Content starts
PR #295, opened 2016-02-09
Block the UI when restoring _not_ from upgrade

MaximilianMeister:
as the restore now happens in the background (see https://github.com/crowbar/crowbar-core/pull/269), a restore from /utils/backup comes back immediately, which is not really wanted.

restore_ongoing
restore_failed

btw. if we would have restored in the background here as well, the UI would have to be adapted to show the progress, maybe even create a new view (that we also link to from the installer startpage) to show progress. This is the easy solution now due to the remaining open tasks.

### DIFF
--- a/crowbar_framework/app/assets/javascripts/application.js
+++ b/crowbar_framework/app/assets/javascripts/application.js
@@ -1,5 +1,22 @@
 //= require_self
 
+function setBlockUI(events, selector) {
+  selector.live(events, function(event) {
+    $.blockUI({
+      css: {
+        border: 'none',
+        padding: '15px',
+        backgroundColor: '#000',
+        '-webkit-border-radius': '10px',
+        '-moz-border-radius': '10px',
+        opacity: .5,
+        color: '#fff'
+      },
+      message: $(event.target).data('blockui')
+    });
+  });
+}
+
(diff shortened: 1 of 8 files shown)


crowbar_framework/app/assets/javascripts/application.js
```diff
@@ -78,7 +78,7 @@ jQuery(document).ready(function($) {
     ]
   });
 
-  $('[data-blockui]').live('submit', function(event) {
+  $('[data-blockui]').live('click submit', function(event) {
```
rsalevsky: This will cause problems see https://github.com/crowbar/barclamp-crowbar/pull/1380

MaximilianMeister:
> This will cause problems see crowbar/barclamp-crowbar#1380

I have changed the javascript now a bit to set the blockui for different events and selectors

vwallfahrer:
Tested it for Cloud5 and it worked.

vuntz:
Not an expert, but looks good to me.

rsalevsky:
+1

aplanas:
+1

tboerger:
https://github.com/crowbar/barclamp-crowbar/pull/1386#discussion_r52871673

PR #296, opened 2016-02-09
Fix deployment queue (bsc#965610 + cleanups)

vuntz:


crowbar_framework/lib/crowbar/deployment_queue.rb
```diff
@@ -17,25 +17,23 @@ module Crowbar
...
+      logger.debug("queue proposal: enter for #{bc}:#{inst}")
       delay = []
       pre_cached_nodes = {}
       begin
         lock = acquire_lock("queue")
-        if @proposal_queue.barclamp == bc && @proposal_queue.name == inst
-          preexisting_queued_item = @proposal_queue.properties
-        end unless @proposal_queue.nil?
+
+        queued_proposal = ProposalQueue.find_by(barclamp: bc, name: inst)
```
MaximilianMeister: would it be possible to have 2 queues for one barclamp?

vuntz: For one proposal in a barclamp, no.

For one barclamp, yes: two different proposals.

vuntz:
Rebased only to re-trigger travis which was blocked...

bmwiedemann:
+1 - did you give it some manual testing? e.g. in qa_crowbarsetup proposal step we could leave out the commits and thus generate a queue easily

aplanas:
+1

vuntz:
> did you give it some manual testing?

Yes

 > e.g. in qa_crowbarsetup proposal step we could leave out the commits and thus generate a queue easily

I'm unsure we want to do that, though; you have to keep in mind that right now, anything in the queue is applied as if the first proposal was still applying. So we would possibly hit some timeout. But maybe something to play with, still...

crowbar_framework/lib/crowbar/deployment_queue.rb
```diff
@@ -197,25 +193,21 @@ def process_queue
...
-    def commit_proposals(list)
-      list.map do |item|
-        logger.debug("process queue: item to do: #{item.inspect}")
-        bc = item[:barclamp]
-        inst = item[:inst]
+    def commit_proposal(bc, inst)
+      logger.debug("process queue: committing item: #{bc}:#{inst}")
 
-        service = eval("#{bc.camelize}Service.new logger")
+      service = eval("#{bc.camelize}Service.new logger")
```
tboerger: `eval` is simply evil and simply poor code... And such a simple case can be done so easy without using `eval`.

```ruby
"#{bc}_service".classify.constantize.new logger
```

crowbar_framework/lib/crowbar/deployment_queue.rb
```diff
@@ -197,25 +193,21 @@ def process_queue
...
+      # This will call apply_role and chef-client.
+      # Params: (inst, in_queue, validate_after_save)
+      status, message = service.proposal_commit(inst, true, false)
 
-        logger.debug("process queue: item #{item.inspect}: results #{message.inspect}")
+      logger.debug("process queue: committed item #{bc}:#{inst}: results = #{message.inspect}")
 
-        # FIXME: this is perhaps no longer needed
-        $htdigest_reload = true
+      # FIXME: this is perhaps no longer needed
```
tboerger: This is indeed not needed anymore as the thdigest happens inside of apache and not anymore in Crowbar.

crowbar_framework/lib/crowbar/deployment_queue.rb
vuntz: Sure; but as you can see it was not introduced in this PR. Do you want to submit a PR for this? Or shall I do it?

crowbar_framework/lib/crowbar/deployment_queue.rb
vuntz: Same, not introduced in this PR. Do you want to submit a PR for this? Or shall I do it?

crowbar_framework/lib/crowbar/deployment_queue.rb
tboerger: Feel free to do it, got to catch up with the pull requests and emails.

PR #297, opened 2016-02-09
crowbar: Make "Default Filesystem" option only visible on SUSE platforms

vuntz:
This is only respected by the autoyast profile.

Also, disable the select tag if the node is allocated because, well,
it's too late to change in that case.


toabctl:
if that works, +1

jsuchome:
+1

vuntz:
> if that works

it does :-)

aplanas:
+1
Content ends
Across all the entries, count the lines that contain the word "radius" and give the number by itself.

2